▶ Assigned task
Please say how many lines in the records below contain the word "administrator", giving only the number.

= = =

PR #4746, opened 2022-05-29
add support to create L2TP and PPTP VPN connection

jremerich:
##### SUMMARY
Add support to `nmcli` module to manage L2TP and PPTP VPN connections.

##### ISSUE TYPE
- Feature Pull Request

##### COMPONENT NAME

##### ADDITIONAL INFORMATION
It manages VPN connections of service types `L2TP` and `PPTP` on the host

### DIFF
--- a/plugins/modules/net_tools/nmcli.py
+++ b/plugins/modules/net_tools/nmcli.py
@@ -1356,7 +1356,7 @@ EXAMPLES = r'''
             password-flags: 2
             user: brittany
             ipsec-enabled: true
-            ipsec-psk: "{{ psk }}"
+            ipsec-psk: "0s{{ 'Brittany123' | ansible.builtin.b64encode }}"
         autoconnect: false
         state: present
 
--- a/plugins/modules/net_tools/nmcli.py
+++ b/plugins/modules/net_tools/nmcli.py
@@ -1341,7 +1341,9 @@ EXAMPLES = r'''
     autoconnect: true
     state: present
 
-- name: Create a VPN L2TP connection for ansible_user to connect on vpn.example.com authenticating with user 'brittany' and pre-shared key as 'Brittany123'
+- name: >-
+    Create a VPN L2TP connection for ansible_user to connect on vpn.example.com
+    authenticating with user 'brittany' and pre-shared key as 'Brittany123'
   community.general.nmcli:
     type: vpn
     conn_name: my-vpn-connection
--- a/plugins/modules/net_tools/nmcli.py
+++ b/plugins/modules/net_tools/nmcli.py
@@ -908,7 +908,7 @@ options:
     vpn:
         description:
             - Configuration of a VPN connection (PPTP and L2TP).
-            - In order to use L2TP you need to be sure that C(network-manager-l2tp) - and C(network-manager-l2tp-gnome) 
+            - In order to use L2TP you need to be sure that C(network-manager-l2tp) - and C(network-manager-l2tp-gnome)
                 if host has UI - are installed on the host.
         type: dict
         version_added: 5.1.0
@@ -923,7 +923,7 @@ options:
                 required: true
                 choices: [ pptp, l2tp ]
             gateway:
-                description: The gateway to connection. It can be an IP address (for example C(192.0.2.1)) 
+                description: The gateway to connection. It can be an IP address (for example C(192.0.2.1))
                     or a FQDN address (for example C(vpn.example.com)).
                 type: str
                 required: true
--- a/plugins/modules/net_tools/nmcli.py
+++ b/plugins/modules/net_tools/nmcli.py
@@ -55,7 +55,8 @@ options:
             - Type C(generic) is added in Ansible 2.5.
             - Type C(infiniband) is added in community.general 2.0.0.
             - Type C(gsm) is added in community.general 3.7.0.
-            - Type C(wireguard) is added in community.general 4.3.0
+            - Type C(wireguard) is added in community.general 4.3.0.
+            - Type C(vpn) is added in community.general 5.1.0.
         type: str
         choices: [ bond, bond-slave, bridge, bridge-slave, dummy, ethernet, generic, gre, infiniband, ipip, sit, team, team-slave, vlan, vxlan, wifi, gsm,
             wireguard, vpn ]
--- a/plugins/modules/net_tools/nmcli.py
+++ b/plugins/modules/net_tools/nmcli.py
@@ -2098,6 +2098,9 @@ class Nmcli(object):
                     current_value = current_value.strip('"')
                 if key == self.mtu_setting and self.mtu is None:
                     self.mtu = 0
+                if key == 'vpn.data':
+                    current_value = list(map(str.strip, current_value.split(',')))
+                    value = list(map(str.strip, value.split(',')))
             else:
                 # parameter does not exist
                 current_value = None
--- a/plugins/modules/net_tools/nmcli.py
+++ b/plugins/modules/net_tools/nmcli.py
@@ -939,7 +939,7 @@ options:
                 choices: [ 0, 1, 2 , 4 ]
                 default: 0
             user:
-                description: Username provided by VPN administrator
+                description: Username provided by VPN administrator.
                 type: str
                 required: true
             ipsec-enabled:
--- a/plugins/modules/net_tools/nmcli.py
+++ b/plugins/modules/net_tools/nmcli.py
@@ -908,7 +908,8 @@ options:
     vpn:
         description:
             - Configuration of a VPN connection (PPTP and L2TP).
-            - In order to use L2TP you need to be sure that C(network-manager-l2tp) - and C(network-manager-l2tp-gnome) if host has UI - are installed on the host.
+            - In order to use L2TP you need to be sure that C(network-manager-l2tp) - and C(network-manager-l2tp-gnome) 
+                if host has UI - are installed on the host.
         type: dict
         version_added: 5.1.0
         suboptions:
@@ -922,7 +923,8 @@ options:
                 required: true
                 choices: [ pptp, l2tp ]
             gateway:
-                description: The gateway to connection. It can be an IP address (for example C(192.0.2.1)) or a FQDN address (for example C(vpn.example.com)).
+                description: The gateway to connection. It can be an IP address (for example C(192.0.2.1)) 
+                    or a FQDN address (for example C(vpn.example.com)).
                 type: str
                 required: true
             password-flags:
@@ -950,8 +952,10 @@ options:
                 choices: [ yes, no ]
             ipsec-psk:
                 description:
-                    - The Pre-shared key encoded.
-                    - You can encode using this linux command: C(echo "0s"$(base64 <<<'[YOUR PRE-SHARED KEY]' | rev | cut -c5- | rev))
+                    - The pre-shared key in base64 encoding.
+                    - >
+                      You can encode using this linux command: C(echo "0s"$(base64 <<<'[YOUR PRE-SHARED KEY]' | rev | cut -c5- | rev))
+                      or just using this Ansible jinja2 expression: C("0s{{ ('[YOUR PRE-SHARED KEY]' | b64encode) }}").
                     - This is only used when I(ipsec-enabled=true).
                 type: str
 '''
@@ -1339,22 +1343,21 @@ EXAMPLES = r'''
 
 - name: Create a VPN L2TP connection for ansible_user to connect on vpn.example.com authenticating with user 'brittany' and pre-shared key as 'Brittany123'
   block:
-    - name: Encript pre-shared key
-      shell: echo "0s"$(base64 <<<'Brittany123' | rev | cut -c5- | rev)
-      register: psk
+    - ansible.builtin.set_fact:
+      psk: "0s{{ ('Brittany123' | b64encode) }}"
 
     - name: Create the connection
       community.general.nmcli:
         type: vpn
         conn_name: my-vpn-connection
         vpn:
-            permissions: {{ ansible_user }},
-            service-type: l2tp,
-            gateway: vpn.example.com,
-            password-flags: 2,
-            user: brittany,
-            ipsec-enabled: true,
-            ipsec-psk: {{ psk.stdout }}
+            permissions: "{{ ansible_user }}"
+            service-type: l2tp
+            gateway: vpn.example.com
+            password-flags: 2
+            user: brittany
+            ipsec-enabled: true
+            ipsec-psk: "{{ psk }}"
         autoconnect: false
         state: present
 
@@ -1681,7 +1684,7 @@ class Nmcli(object):
 
                         if isinstance(value, bool):
                             value = self.bool_to_string(value)
-                        
+
                         vpn_data_values += '%s=%s' % (name, value)
                     options.update({
                         'vpn.data': vpn_data_values,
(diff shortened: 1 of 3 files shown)


plugins/modules/net_tools/nmcli.py
```diff
@@ -905,6 +905,54 @@
                 description: C(NMSettingSecretFlags) indicating how to handle the I(wireguard.private-key) property.
                 type: int
                 choices: [ 0, 1, 2 ]
+    vpn:
+        description:
+            - The configuration to a VPN connection (PPTP and L2TP).
+            - In order to use L2TP you need to be sure that C(network-manager-l2tp) - and C(network-manager-l2tp-gnome) if host has UI - are installed on the host
+        type: dict
```
felixfontein, line 912:
```suggestion
        type: dict
        version_added: 5.1.0
```

plugins/modules/net_tools/nmcli.py
```diff
@@ -905,6 +905,54 @@
                 description: C(NMSettingSecretFlags) indicating how to handle the I(wireguard.private-key) property.
                 type: int
                 choices: [ 0, 1, 2 ]
+    vpn:
+        description:
+            - The configuration to a VPN connection (PPTP and L2TP).
+            - In order to use L2TP you need to be sure that C(network-manager-l2tp) - and C(network-manager-l2tp-gnome) if host has UI - are installed on the host
```
felixfontein, line 911:
```suggestion
            - In order to use L2TP you need to be sure that C(network-manager-l2tp) - and C(network-manager-l2tp-gnome) if host has UI - are installed on the host.
```

plugins/modules/net_tools/nmcli.py
```diff
@@ -905,6 +905,54 @@
                 description: C(NMSettingSecretFlags) indicating how to handle the I(wireguard.private-key) property.
                 type: int
                 choices: [ 0, 1, 2 ]
+    vpn:
+        description:
+            - The configuration to a VPN connection (PPTP and L2TP).
```
felixfontein, line 910:
```suggestion
            - Configuration of a VPN connection (PPTP and L2TP).
```

plugins/modules/net_tools/nmcli.py
```diff
@@ -905,6 +905,54 @@
...
+            - In order to use L2TP you need to be sure that C(network-manager-l2tp) - and C(network-manager-l2tp-gnome) if host has UI - are installed on the host
+        type: dict
+        suboptions:
+            permissions:
+                description: User that will have persmission to use the connection
```
felixfontein, line 915:
```suggestion
                description: User that will have permission to use the connection.
```

plugins/modules/net_tools/nmcli.py
```diff
@@ -905,6 +905,54 @@
...
+                type: str
+                required: true
+            service-type:
+                description: This defines the service type of connection.
+                type: str
+                required: true
+                choices: [ pptp, l2tp ]
+            gateway:
+                description: The gateway to connection. It can be an IP (for example C(192.0.2.1)) or a FQDN address (for example C(vpn.example.com))
```
felixfontein, line 924:
```suggestion
                description: The gateway to connection. It can be an IP address (for example C(192.0.2.1)) or a FQDN address (for example C(vpn.example.com)).
```

plugins/modules/net_tools/nmcli.py
```diff
@@ -905,6 +905,54 @@
...
+                      C(1) B(AGENT_OWNED): A user secret agent is responsible for providing and storing this secret; when it is required agents will be
+                           asked to retrieve it
+                      C(2) B(NOT_SAVED): This secret should not be saved, but should be requested from the user each time it is needed
+                      C(4) B(NOT_REQUIRED): In situations where it cannot be automatically determined that the secret is required
+                           (some VPNs and PPP providers do not require all secrets) this flag indicates that the specific secret is not required.'
+                type: int
+                choices: [ 0, 1, 2 , 4 ]
+                default: 0
+            user:
+                description: Username provided by VPN administrator
```
felixfontein, line 941:
```suggestion
                description: Username provided by VPN administrator.
```

plugins/modules/net_tools/nmcli.py
```diff
@@ -905,6 +905,54 @@
...
+                type: str
+                required: true
+            ipsec-enabled:
+                description:
+                    - Enable or disable IPSec tunnel to L2TP host.
+                    - This option is need when C(service-type) is C(l2tp)
```
felixfontein, line 947:
```suggestion
                    - This option is need when C(service-type) is C(l2tp).
```

plugins/modules/net_tools/nmcli.py
```diff
@@ -905,6 +905,54 @@
...
+                type: bool
+                choices: [ yes, no ]
+            ipsec-psk:
+                description:
+                    - The Pre-shared key encoded.
+                    - You can encode using this linux command: C(echo "0s"$(base64 <<<'[YOUR PRE-SHARED KEY]' | rev | cut -c5- | rev))
+                    - This is only used when C(ipsec-enabled = yes)
```
felixfontein, line 954:
```suggestion
                    - This is only used when I(ipsec-enabled=true).
```

plugins/modules/net_tools/nmcli.py
```diff
@@ -905,6 +905,54 @@
...
+            ipsec-enabled:
+                description:
+                    - Enable or disable IPSec tunnel to L2TP host.
+                    - This option is need when C(service-type) is C(l2tp)
+                type: bool
+                choices: [ yes, no ]
+            ipsec-psk:
+                description:
+                    - The Pre-shared key encoded.
+                    - You can encode using this linux command: C(echo "0s"$(base64 <<<'[YOUR PRE-SHARED KEY]' | rev | cut -c5- | rev))
```
felixfontein, line 953:
```suggestion
                    - >
                      You can encode using this linux command: C(echo "0s"$(base64 <<<'[YOUR PRE-SHARED KEY]' | rev | cut -c5- | rev))
```
Also why not provide an Ansible jinja2 expression on how to compute this?

I'm very curious where this magic number 5 comes from BTW. On the web I only found 2 so far for similar snippets, I guess the intention there was to get rid of the trailing `==`?

plugins/modules/net_tools/nmcli.py
```diff
@@ -1288,6 +1336,27 @@
     autoconnect: true
     state: present
 
+- name: Create a VPN L2TP connection for ansible_user to connect on vpn.example.com authenticating with user 'brittany' and pre-shared key as 'Brittany123'
+  block:
+    - name: Encript pre-shared key
+      shell: echo "0s"$(base64 <<<'Brittany123' | rev | cut -c5- | rev)
```
felixfontein, line 1342: Please use an Ansible jinja2 expression to compute this instead of a `ansible.builtin.shell` task.

This should probably be
```.yaml
  - ansible.builtin.set_fact:
      psk: "0s{{ ('Brittany123' | b64encode)[:-5] }}"
```

felixfontein (commented):
Thanks for your contribution. I've added some first comments. Please also add a [changelog fragment](https://docs.ansible.com/ansible/devel/community/collection_development_process.html#creating-a-changelog-fragment).

plugins/modules/net_tools/nmcli.py
jremerich: Nice!! I'm doing it now.

plugins/modules/net_tools/nmcli.py
jremerich: I used an actual pre-shared key from an existing VPN connection on my workstation. I found the `cut -c2-` command too, but it didn't work. The magic 5 works in my lab. On the other hand, testing your jinja2 suggestion doesn't need the cut part.

```yaml
- ansible.builtin.set_fact:
    psk: "0s{{ ('Brittany123' | b64encode) }}"
```

If that's confusing, I'll cut it.

plugins/modules/net_tools/nmcli.py
```diff
@@ -1288,6 +1341,26 @@
     autoconnect: true
     state: present
 
+- name: Create a VPN L2TP connection for ansible_user to connect on vpn.example.com authenticating with user 'brittany' and pre-shared key as 'Brittany123'
+  block:
+    - ansible.builtin.set_fact:
+      psk: "0s{{ ('Brittany123' | b64encode) }}"
```
felixfontein, line 1347:
```suggestion
        psk: "0s{{ ('Brittany123' | ansible.builtin.b64encode) }}"
```

plugins/modules/net_tools/nmcli.py
```diff
@@ -905,6 +905,59 @@
...
+                description:
+                    - Enable or disable IPSec tunnel to L2TP host.
+                    - This option is need when C(service-type) is C(l2tp).
+                type: bool
+                choices: [ yes, no ]
+            ipsec-psk:
+                description:
+                    - The pre-shared key in base64 encoding.
+                    - >
+                      You can encode using this linux command: C(echo "0s"$(base64 <<<'[YOUR PRE-SHARED KEY]' | rev | cut -c5- | rev))
```
felixfontein, line 957: But why the `5` here then? Assuming the Ansible expression below also works, here it should also be possible to simply use `echo "0s"$(base64 <<<'[YOUR PRE-SHARED KEY])` without any `rev` or `cut`.

plugins/modules/net_tools/nmcli.py
```diff
@@ -1832,6 +1929,10 @@ def connection_update(self, nmcli_command):
             'connection.interface-name': ifname,
         }
 
+        # VPN doesn't need an interface but if sended it must be a valid interface.
+        if self.type == 'vpn' and self.ifname is None:
+            options.__delitem__('connection.interface-name')
```
felixfontein, line 1934:
```suggestion
            del options['connection.interface-name']
```

felixfontein (commented):
Please also add tests for this to tests/unit/plugins/modules/net_tools/test_nmcli.py.

plugins/modules/net_tools/nmcli.py
felixfontein: That the magic 5 works might be due to something specific with the VPN connection you have. I would remove that from the documentation.

plugins/modules/net_tools/nmcli.py
felixfontein: Please note that `base64 <<< Brittany123` does not Base64 encode the string `"Brittany123"`, but the string `"Brittany\n"` (including a newline!). That's why you get a different result than from the Jinja2 filter `b64encode`, which does not encode the newline.

I guess that the trailing `%` you get from `base64 -d <<< QnJpdHRhbnkxMjM=` is part of your shell's prompt, since the output does not have a newline and thus the prompt is printed in the same line as the decoded output.

jremerich: that's it!

I just sent a commit removing it from docs. Is the best to do. Thanks!

plugins/modules/net_tools/nmcli.py
```diff
@@ -905,6 +905,58 @@
...
+            password-flags:
+                description:
+                    - NMSettingSecretFlags indicating how to handle the I(password) property.
+                    - 'Following choices are allowed:
+                      C(0) B(NONE): The system is responsible for providing and storing this secret (default),
+                      C(1) B(AGENT_OWNED): A user secret agent is responsible for providing and storing this secret; when it is required agents will be
+                           asked to retrieve it
+                      C(2) B(NOT_SAVED): This secret should not be saved, but should be requested from the user each time it is needed
+                      C(4) B(NOT_REQUIRED): In situations where it cannot be automatically determined that the secret is required
+                           (some VPNs and PPP providers do not require all secrets) this flag indicates that the specific secret is not required.'
```
felixfontein, line 939:
```suggestion
                      C(0) B(NONE): The system is responsible for providing and storing this secret (default);
                      C(1) B(AGENT_OWNED): A user secret agent is responsible for providing and storing this secret; when it is required agents will be
                           asked to retrieve it;
                      C(2) B(NOT_SAVED): This secret should not be saved, but should be requested from the user each time it is needed;
                      C(4) B(NOT_REQUIRED): In situations where it cannot be automatically determined that the secret is required
                           (some VPNs and PPP providers do not require all secrets) this flag indicates that the specific secret is not required.'
```

felixfontein:
From how much I can say this looks good, except that it's missing tests. I hope some of the module maintainers can also take a look at this one though...

jremerich:
> From how much I can say this looks good, except that it's missing tests. I hope some of the module maintainers can also take a look at this one though...

I'm haven't experience in python so I'm in some research about tests and looking anothers tests to learn about it.

We'll have some tests very soon!!!

Thanks for your help!

felixfontein:
The existing unit tests are in tests/unit/plugins/modules/net_tools/test_nmcli.py. I've never worked on them, but they look pretty sturctured.

plugins/modules/net_tools/nmcli.py
```diff
@@ -1288,6 +1341,26 @@
...
+        vpn:
+            permissions: "{{ ansible_user }}"
+            service-type: l2tp
+            gateway: vpn.example.com
+            password-flags: 2
+            user: brittany
+            ipsec-enabled: true
+            ipsec-psk: "0s{{ 'Brittany123' | ansible.builtin.b64encode }}"
+        autoconnect: false
+        state: present
```
felixfontein, line 1362: The block and set_facts are no longer needed:
```suggestion
  community.general.nmcli:
    type: vpn
    conn_name: my-vpn-connection
    vpn:
        permissions: "{{ ansible_user }}"
        service-type: l2tp
        gateway: vpn.example.com
        password-flags: 2
        user: brittany
        ipsec-enabled: true
        ipsec-psk: "0s{{ 'Brittany123' | ansible.builtin.b64encode }}"
    autoconnect: false
    state: present
```

plugins/modules/net_tools/nmcli.py
```diff
@@ -1288,6 +1341,26 @@
     autoconnect: true
     state: present
 
+- name: Create a VPN L2TP connection for ansible_user to connect on vpn.example.com authenticating with user 'brittany' and pre-shared key as 'Brittany123'
```
felixfontein, line 1344: This line is pretty long and will require horizontal scrolling in the docs for many devices, better to shorten it:
```suggestion
- name: >-
    Create a VPN L2TP connection for ansible_user to connect on vpn.example.com
    authenticating with user 'brittany' and pre-shared key as 'Brittany123'
```

plugins/modules/net_tools/nmcli.py
```diff
@@ -905,6 +906,58 @@
...
+                description:
+                    - Enable or disable IPSec tunnel to L2TP host.
+                    - This option is need when C(service-type) is C(l2tp).
+                type: bool
+                choices: [ yes, no ]
+            ipsec-psk:
+                description:
+                    - The pre-shared key in base64 encoding.
+                    - >
+                      You can encode using this Ansible jinja2 expression: C("0s{{ '[YOUR PRE-SHARED KEY]' | b64encode }}").
```
felixfontein, line 958:
```suggestion
                      You can encode using this Ansible jinja2 expression: C("0s{{ '[YOUR PRE-SHARED KEY]' | ansible.builtin.b64encode }}").
```

felixfontein (commented):
Looks good! Just three more docs comments:

felixfontein (approved):

felixfontein:
Since nobody else commented, let's get this merged for 5.1.0 :)

felixfontein:
@jremerich thanks for your contribution!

= = =

▶ Written response
4